Uncertainty-aware fatigue-life prediction of additively manufactured Hastelloy X superalloy using a physics-informed probabilistic neural network

Microstructural inhomogeneity in additively manufactured (AM) components leads to uncertainty in their fatigue performance. While purely data-driven methods can only provide deterministic outcomes and lack physical interpretability.
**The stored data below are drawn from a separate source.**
Issue #4823, opened 2017-11-29
[Editor] Context menu `Add conditional breakpoints` should focus condition input


digitarald:
STR:
- Open https://mozilladevelopers.github.io/sample-todo/03-conditional-breakpoints/
- Right click on a line number in Debugger and click `Add conditional breakpoints`

AR:
- Input isn't focused

ER:
- Focus input field to start typing condition

This works as expected when the breakpoint is created normally and then made conditional by right clicking `Add condition` in the `Breakpoints` section.

GarethSharpe:
I wasn't able to reproduce the issue. Possible to send a gif of the AR?

![field-focus](https://user-images.githubusercontent.com/22062107/34470903-a1ed6a60-ef09-11e7-8386-8ca9afb9eca1.gif)

digitarald:
Not working for me in Nightly/OSX using the STR.

AlexisDeschamps:
I was not able to reproduce on Nightly and Chrome on Windows 10. Could this be specific to OSX?

jasonLaster:
@AlexisDeschamps yeah - it could be...

AlexisDeschamps:
It seems that the problem arises when the Debugger is used within a panel instead of just the launchpad.

mmcote:
Found that the .focus() is correctly setting itself below in the renderToWidget and am currently searching for where it gets switched to focus elsewhere.

mmcote:
Doing this simple check:

`
const activeElementIsFocused =
document.activeElement == this.input && document.hasFocus();
console.log("Input is focused:", activeElementIsFocused);
`

Right after the this.input.focus() in the renderToWidget it will always return true whether the conditional panel input is focused or not. Whereas, if you add in a componentDidUpdate section and check under that lifecycle event this will accurately return true when the input box shows focused and false when the input box is not focused. 

This tells me that somewhere in between renderToWidget and componentDidUpdate the input loses focus.. sometimes.

Originally I fixed the issue with a setTimeout in the renderToWidget, thereafter I changed the fix to just put the this.input.focus() into the componentDidUpdate.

Furthermore, considering the dispersion of fatigue life, a probabilistic neural network framework integrating physical information, namely a physics-informed probabilistic neural network (PIPNN), is proposed for predicting the fatigue life of AM parts. The framework describes the dispersion of fatigue life in the parametric form of probability statistics. It incorporates physical laws and models to constrain neurons and loss function, enabling the network to learn deeper physical laws that align with the fatigue process, thus enhancing the interpretability and prediction reliability of the model. Fatigue experiments were performed on Hastelloy X superalloy specimens fabricated using laser powder bed fusion, serving as the basis for validating and comparing the PIPNN model with a probabilistic neural network. The results indicate that PIPNN adeptly captures the heteroskedasticity of fatigue life and exhibits superior prediction accuracy and more reliable prediction performance in fatigue-life prediction. PIPNN offers a physically consistent method for fatigue-life prediction considering probabilistic statistics.

Automated summary

This study proposes a probabilistic neural network framework integrating physical information for predicting the fatigue life of additively manufactured components. The experimental results confirm that this framework can predict fatigue life more accurately and provide more reliable prediction performance.